*INSTRUCTIONS TO FOLLOW*
Copy every line from the material below that holds "opened".

══ SOURCE MATERIAL

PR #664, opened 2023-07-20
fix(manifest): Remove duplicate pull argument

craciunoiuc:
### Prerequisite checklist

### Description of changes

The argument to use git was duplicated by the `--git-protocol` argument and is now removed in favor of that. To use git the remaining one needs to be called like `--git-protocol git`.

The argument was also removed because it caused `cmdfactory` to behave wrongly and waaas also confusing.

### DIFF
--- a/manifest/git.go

════
══ SOURCE MATERIAL

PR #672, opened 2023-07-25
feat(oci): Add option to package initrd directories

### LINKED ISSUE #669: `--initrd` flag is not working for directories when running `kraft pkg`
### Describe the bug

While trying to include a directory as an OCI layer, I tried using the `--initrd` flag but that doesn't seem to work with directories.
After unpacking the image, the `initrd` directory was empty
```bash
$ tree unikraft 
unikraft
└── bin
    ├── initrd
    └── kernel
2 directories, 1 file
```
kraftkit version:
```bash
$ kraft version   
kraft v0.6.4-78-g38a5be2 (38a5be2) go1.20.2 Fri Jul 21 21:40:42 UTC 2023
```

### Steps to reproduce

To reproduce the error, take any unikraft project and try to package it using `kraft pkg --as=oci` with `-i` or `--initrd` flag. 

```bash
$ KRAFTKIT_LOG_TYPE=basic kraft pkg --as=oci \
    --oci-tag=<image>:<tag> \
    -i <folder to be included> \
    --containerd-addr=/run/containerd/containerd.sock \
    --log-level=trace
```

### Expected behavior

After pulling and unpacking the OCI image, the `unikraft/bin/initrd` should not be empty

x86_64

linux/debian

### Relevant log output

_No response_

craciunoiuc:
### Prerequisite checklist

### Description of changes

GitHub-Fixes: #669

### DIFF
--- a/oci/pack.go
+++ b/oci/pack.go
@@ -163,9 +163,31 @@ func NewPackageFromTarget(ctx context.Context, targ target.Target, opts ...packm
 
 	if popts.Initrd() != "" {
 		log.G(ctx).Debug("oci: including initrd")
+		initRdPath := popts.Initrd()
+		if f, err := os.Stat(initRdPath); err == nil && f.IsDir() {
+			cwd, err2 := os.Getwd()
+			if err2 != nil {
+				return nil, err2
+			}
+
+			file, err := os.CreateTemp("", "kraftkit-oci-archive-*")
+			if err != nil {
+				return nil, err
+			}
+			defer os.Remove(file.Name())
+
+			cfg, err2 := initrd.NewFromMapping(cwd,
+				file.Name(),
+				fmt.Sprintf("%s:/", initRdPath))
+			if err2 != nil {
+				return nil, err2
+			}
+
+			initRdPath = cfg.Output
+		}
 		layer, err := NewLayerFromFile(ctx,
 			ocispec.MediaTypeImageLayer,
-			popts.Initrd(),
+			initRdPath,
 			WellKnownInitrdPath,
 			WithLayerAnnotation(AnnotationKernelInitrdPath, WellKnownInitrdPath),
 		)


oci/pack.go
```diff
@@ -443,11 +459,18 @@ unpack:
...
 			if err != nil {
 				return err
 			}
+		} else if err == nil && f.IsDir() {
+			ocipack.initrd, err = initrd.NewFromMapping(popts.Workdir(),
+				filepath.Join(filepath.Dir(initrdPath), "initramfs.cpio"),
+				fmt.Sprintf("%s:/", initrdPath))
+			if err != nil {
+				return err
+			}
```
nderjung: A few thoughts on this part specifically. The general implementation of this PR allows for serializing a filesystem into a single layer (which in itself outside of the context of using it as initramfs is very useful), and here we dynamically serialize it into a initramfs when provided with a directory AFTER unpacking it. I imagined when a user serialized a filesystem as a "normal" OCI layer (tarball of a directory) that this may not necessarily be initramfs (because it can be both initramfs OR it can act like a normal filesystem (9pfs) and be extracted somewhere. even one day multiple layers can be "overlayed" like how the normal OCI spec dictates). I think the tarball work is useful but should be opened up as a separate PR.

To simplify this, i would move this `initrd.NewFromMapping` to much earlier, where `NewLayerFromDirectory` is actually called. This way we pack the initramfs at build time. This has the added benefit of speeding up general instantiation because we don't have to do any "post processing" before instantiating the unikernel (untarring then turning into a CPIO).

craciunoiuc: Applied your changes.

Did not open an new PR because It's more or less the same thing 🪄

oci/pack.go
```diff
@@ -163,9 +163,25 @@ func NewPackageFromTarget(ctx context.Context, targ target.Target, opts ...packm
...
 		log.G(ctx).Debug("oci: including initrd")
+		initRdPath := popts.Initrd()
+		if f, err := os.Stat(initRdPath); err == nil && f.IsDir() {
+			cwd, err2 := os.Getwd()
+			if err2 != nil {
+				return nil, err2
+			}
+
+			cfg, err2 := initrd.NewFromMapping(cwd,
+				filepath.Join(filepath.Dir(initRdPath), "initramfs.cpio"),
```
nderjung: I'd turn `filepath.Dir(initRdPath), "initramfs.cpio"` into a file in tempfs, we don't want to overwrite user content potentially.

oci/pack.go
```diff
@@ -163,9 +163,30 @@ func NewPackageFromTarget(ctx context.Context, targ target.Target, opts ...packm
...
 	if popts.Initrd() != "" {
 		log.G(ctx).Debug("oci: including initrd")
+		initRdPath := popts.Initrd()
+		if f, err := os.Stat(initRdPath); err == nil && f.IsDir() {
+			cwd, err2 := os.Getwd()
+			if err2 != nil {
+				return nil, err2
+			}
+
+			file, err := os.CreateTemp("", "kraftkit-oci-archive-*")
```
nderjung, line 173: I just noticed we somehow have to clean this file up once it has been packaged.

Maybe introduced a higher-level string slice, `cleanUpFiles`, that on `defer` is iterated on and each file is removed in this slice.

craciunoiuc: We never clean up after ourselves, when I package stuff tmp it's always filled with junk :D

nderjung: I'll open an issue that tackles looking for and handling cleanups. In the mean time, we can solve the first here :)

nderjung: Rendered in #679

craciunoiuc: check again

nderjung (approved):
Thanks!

════

*ANSWER BOX*
PR #664, opened 2023-07-20
PR #672, opened 2023-07-25
nderjung: A few thoughts on this part specifically. The general implementation of this PR allows for serializing a filesystem into a single layer (which in itself outside of the context of using it as initramfs is very useful), and here we dynamically serialize it into a initramfs when provided with a directory AFTER unpacking it. I imagined when a user serialized a filesystem as a "normal" OCI layer (tarball of a directory) that this may not necessarily be initramfs (because it can be both initramfs OR it can act like a normal filesystem (9pfs) and be extracted somewhere. even one day multiple layers can be "overlayed" like how the normal OCI spec dictates). I think the tarball work is useful but should be opened up as a separate PR.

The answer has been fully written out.